Keras深度学习:入门、实战与进阶
上QQ阅读APP看书,第一时间看更新

2.4.4 采用正则化避免过拟合

假设我们还想进一步提升模型的预测能力,希望通过下面更复杂的神经网络模型来实现。模型训练好后,通过plot()函数查看每一个训练周期的训练集和验证集的损失值和准确率。结果如图2-15所示。

> bigger_model <- keras_model_sequential()
> bigger_model %>%
+   layer_dense(units = 128,kernel_initializer = 'uniform',
+               activation = 'relu',input_shape = c(16)) %>%
+   layer_dense(units = 64,kernel_initializer = 'uniform',
+               activation = 'relu') %>%
+   layer_dense(units = 32,kernel_initializer = 'uniform',
+               activation = 'relu') %>%
+   layer_dense(units = 16,kernel_initializer = 'uniform',
+               activation = 'relu') %>%
+   layer_dense(units = 8,kernel_initializer = 'uniform',
+               activation = 'relu') %>%
+   layer_dense(units = 4,kernel_initializer = 'uniform',
+               activation = 'relu') %>%
+   layer_dense(units = 1,kernel_initializer = 'uniform',
+               activation = 'sigmoid')
> bigger_model %>% compile(loss='binary_crossentropy',
+                   optimizer='rmsprop',
+                   metrics=c('accuracy'))
> history <- bigger_model %>% fit(
+   x_train_scale, y_train,
+   batch_size = 128,
+   epochs = 150,
+   verbose = 1,
+   validation_split = 0.2
+ )
> plot(history)
060-1

图2-15 训练和验证的损失及准确率

从图2-15可知,随着训练周期增加,训练集的损失不断减少,准确率不断提升;但是验证集在训练周期大于60后,损失不断增加,准确率也有所下降。出现明显过拟合现象。

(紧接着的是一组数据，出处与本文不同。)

PR #2210, opened 2024-10-14
[Metrics-API] Update asynchronous instruments to not allow calling `observe` outside of a callback

utpilla:
All the asynchronous instruments implement the trait `AsyncInstrument` which allows users to call `observe` method outside of the callback
```rust
let observable_counter = meter
        .with_callback(|observer| {
            observer.observe(
                100,
                &[
                ],
            )
        })
        .init();

observable_counter.observe(500, &[]); // This should not be allowed
```

## Changes
- This PR removes the implementation of `AsyncInstrument` for each of the asynchronous instruments to not allow calling `observe` outside of a callback (as a side benefit, we also reduce the public API surface)
- That also means that we can completely remove `AsyncInstrument` from each of asynchronous instruments as it was only used for implementation of itself

### DIFF
--- a/opentelemetry/src/metrics/instruments/gauge.rs
+++ b/opentelemetry/src/metrics/instruments/gauge.rs
@@ -1,4 +1,4 @@
-use crate::{metrics::AsyncInstrument, KeyValue};
+use crate::KeyValue;
 use core::fmt;
 use std::sync::Arc;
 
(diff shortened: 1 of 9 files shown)


cijothomas (approved):
Lets mention in changelog as this is breaking (though unlikely to affect anyone in practice)

opentelemetry/src/metrics/instruments/gauge.rs
```diff
@@ -33,7 +33,9 @@ impl<T> Gauge<T> {
 /// An async instrument that records independent readings.
 #[derive(Clone)]
 #[non_exhaustive]
-pub struct ObservableGauge<T>(Arc<dyn AsyncInstrument<T>>);
+pub struct ObservableGauge<T> {
+    _marker: std::marker::PhantomData<T>,
```
ThomsonTan, line 37: nit: Declare the full type name of `PhantomData` in `use`?

lalitb (approved):

PR #2211, opened 2024-10-14
[Metrics-API] Update asynchronous instruments to only allow one callback

utpilla:
## Changes
- This PR updates the `AynshronousInstrumentBuilder` and related code to only allow for one callback
- If a user provides multiple callbacks for an instrument by calling `with_callback` multiple times, we select the last provided `with_callback` for the instrument


lalitb:
Is this for initial release, as the specs does allow specifying the multiple callbacks for instruments ?

cijothomas (changes requested):
Removing this capability is not yielding a significant simplification in overall design, so I think its best to leave this capability untouched and not break any existing users.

我们利用L2正则化重新训练一个模型,并对比两者差异。结果如图2-16所示。

> # 增加L2正则化
> l2_model <- keras_model_sequential()
> l2_model %>%
+   layer_dense(units = 128,kernel_initializer = 'uniform',
+               kernel_regularizer = regularizer_l2(l = 0.001),
+               activation = 'relu',input_shape = c(16)) %>%
+   layer_dense(units = 64,kernel_initializer = 'uniform',
+               kernel_regularizer = regularizer_l2(l = 0.001),
+               activation = 'relu') %>%
+   layer_dense(units = 32,kernel_initializer = 'uniform',
+               kernel_regularizer = regularizer_l2(l = 0.001),
+               activation = 'relu') %>%
+   layer_dense(units = 16,kernel_initializer = 'uniform',
+               kernel_regularizer = regularizer_l2(l = 0.001),
+               activation = 'relu') %>%
+   layer_dense(units = 8,kernel_initializer = 'uniform',
+               kernel_regularizer = regularizer_l2(l = 0.001),
+               activation = 'relu') %>%
+   layer_dense(units = 4,kernel_initializer = 'uniform',
+               kernel_regularizer = regularizer_l2(l = 0.001),
+               activation = 'relu') %>%
+   layer_dense(units = 1,kernel_initializer = 'uniform',
+               activation = 'sigmoid')
>
> l2_model %>% compile(loss='binary_crossentropy',
+                      optimizer='rmsprop',
+                      metrics=c('accuracy'))
> l2_history <- l2_model %>% fit(
+  x_train_scale, y_train,
+  batch_size = 128,
+  epochs = 150,
+  verbose = 0,
+  validation_split = 0.2
+)
> # 对比两个模型效果
> library(ggplot2)
> library(tidyr)
> library(dplyr)
> library(tibble)
> compare_cx <- data.frame(
+   baseline_train = history$metrics$loss,
+   baseline_val = history$metrics$val_loss,
+   l2_train = l2_history$metrics$loss,
+   l2_val = l2_history$metrics$val_loss
+ ) %>%
+   rownames_to_column() %>%
+   mutate(rowname = as.integer(rowname)) %>%
+   gather(key = "type", value = "value", -rowname)
> ggplot(compare_cx, aes(x = rowname, y = value, color = type)) +
+   geom_line() +
+   xlab("epoch") +
+   ylab("loss") +
+   theme_bw()+
+   theme(
+     legend.position="none",
+     plot.title=element_text(colour="gray24",size=12,face="bold"),
+     plot.background = element_rect(fill = "gray90"),
+     axis.title=element_text(size=10),
+     axis.text=element_text(colour="gray35"))
062-1

图2-16 正则化前后效果对比

图2-16中靠下的两条线分别是增加L2正则化后的训练集和验证集的损失曲线。在训练周期后期两条曲线的差异明显小于上面两条曲线。